Avec ce titre, Fernando Di Leo s’éloigne du milieu de la pègre pour proposer une œuvre plus proche du quotidien des Années de Plomb. Le sujet du rapt est, en effet, plutôt commun à l’époque et il donne l’opportunité au réalisateur de livrer son film le plus politique. En mettant en scène le kidnapping du fils d’un homme d’affaires fortuné et celui d’un prolétaire, le film dénonce le rôle de l’argent dans la société italienne. Les puissants commandent et les autres trinquent. Ainsi, lors d’une première partie dépourvue d’action, on y voit le personnage interprété par James Mason mener la négociation pour la libération des deux gamins, reléguant celui incarné par Luc Meranda et la police tout entière à des spectateurs qui ont les mains liées (les fameuses...). L’amateur de polar d’action italien trouvera sûrement cette première partie quelque peu soporifique. Il ne s’y passe pas beaucoup de choses : le récit est rudimentaire, les interprétations assez peu convaincantes et le discours politique léger comme une enclume.


La deuxième partie du film se rattache de façon plus évidente au genre qui nous occupe. Une fois les négociations ayant conduit à un drame, Colella relègue Filippini qui n’a plus qu’une petite scène à l’écran. Le règne de l’argent a causé le chaos mais les personnes fortunées ne sont plus concernées par les conséquences de leurs actes.
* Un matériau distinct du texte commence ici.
PR #593, opened 2020-08-06
adjusted scaling of blog images

### LINKED ISSUE #581: Images in blog not properly scaled
**Description**
The images in the blog cards are not properly scaled in [here](https://layer5.io/blog) . So, it needs to be fixed.

**Expected Result**
All the blog cards should be equally scaled & aligned in the [blog](https://layer5.io/blog) page.

**Screenshots**
L5

---
[Optional] **To Reproduce**
1. Go to 'https://layer5.io/blog'
2. Take the screenshot as the reference & go through the page
3. See error

Neilblaze:
**Description**
Fixed the images in the [blog](https://layer5.io/blog) cards which were not properly scaled.

This PR fixes #581 

### DIFF
--- a/_includes/collections/news.html
+++ b/_includes/collections/news.html
@@ -12,7 +12,7 @@
               max-width: 100%;
               max-height: 180px;
               width: auto;
-              height: auto;
+              height: 180px;
               text-align: center;
               margin-left: auto;
               margin-right: auto;
--- a/_includes/collections/posts.html
+++ b/_includes/collections/posts.html
@@ -12,7 +12,7 @@
               max-width: 100%;
               max-height: 180px;
               width: auto;
-              height: auto;
+              height: 180px;
               text-align: center;
               margin-left: auto;
               margin-right: auto;


Nikhil-Ladha:
Well, the height of the images is now good. But, if we could also make the width of them to be the same then it would be better.

Neilblaze:
> Well, the height of the images is now good. But, if we could also make the width of them to be the same then it would be better.

Well when I was making that PR, this came into my mind. But not every image will look good if I make that change since only one CSS class is applied to all of them for both `posts` & `news`

Nikhil-Ladha:
It will not look good if its stretched to do so, but i stead if using CSS it could be adjusted to fit the width then it will be ok, I think so. For a better idea if you van make the change and share 1 or 2 ss of the page, then it will be easier to consider.

Neilblaze:
So, at the moment, it looks -

Css unapplied

And after I did some tweaks to the css class, it now looks like - 

css applied


Now you say which is better :)

Nikhil-Ladha:
Haha😆! Cool..

PR #608, opened 2020-08-10
feat: ability to filter blogs by tags

Tanuj22:
**Description**

**Notes for Reviewers**


Tanuj22:
Yet to figure out what is causing the issue with the png on the scale-up effect of blog thumbnails

Nikhil-Ladha:
Everything looks good. Just a small update if the tags like `open-source` and some similar one's can be capitalized like others, it would look better.

src/sections/Navigation/utility/data.js
```diff
@@ -54,10 +54,6 @@ const Data = {
                 {
                     name: "Blog Grid",
                     path: "/blog-grid"
-                },
-                {
-                    name: "Blog List",
-                    path: "/blog-list"
```
leecalcote, line 60: Don't we want to keep this view as well?

Nikhil-Ladha: Here, we are using that view for the filtered blogs. But, I had a different thought for that view. And will discuss it in the meeting this Thursday. Then, we can decide on that part.

leecalcote: ok, @Nikhil-Ladha. Are we good to move forward in the meantime?

leecalcote: I have added to the meeting minutes so that we don't forget this discussion.

Nikhil-Ladha: I think we can hold it for a day. And, then we can move forward with what to do.

Tanuj22:
@leecalcote @Nikhil-Ladha commented out the `blog-list` page.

La responsabilité du personnage joué par James Mason est montrée du doigt mais pas au point de pousser à la vengeance. En cela, le récit ne va peut-être pas au bout de sa logique. Si l’exécution de la vengeance est classique, elle est traversée de très bonnes séquences, notamment lorsque Colella parvient à retrouver les petites mains qui ont retenu son fils prisonnier. Poursuites en motos (avec Luc Merenda qui exécute lui-même quelques cascades), échanges de coups de poing ou de révolver, Fernando Di Leo en donne alors pour son argent aux spectateurs frustrés par la première heure.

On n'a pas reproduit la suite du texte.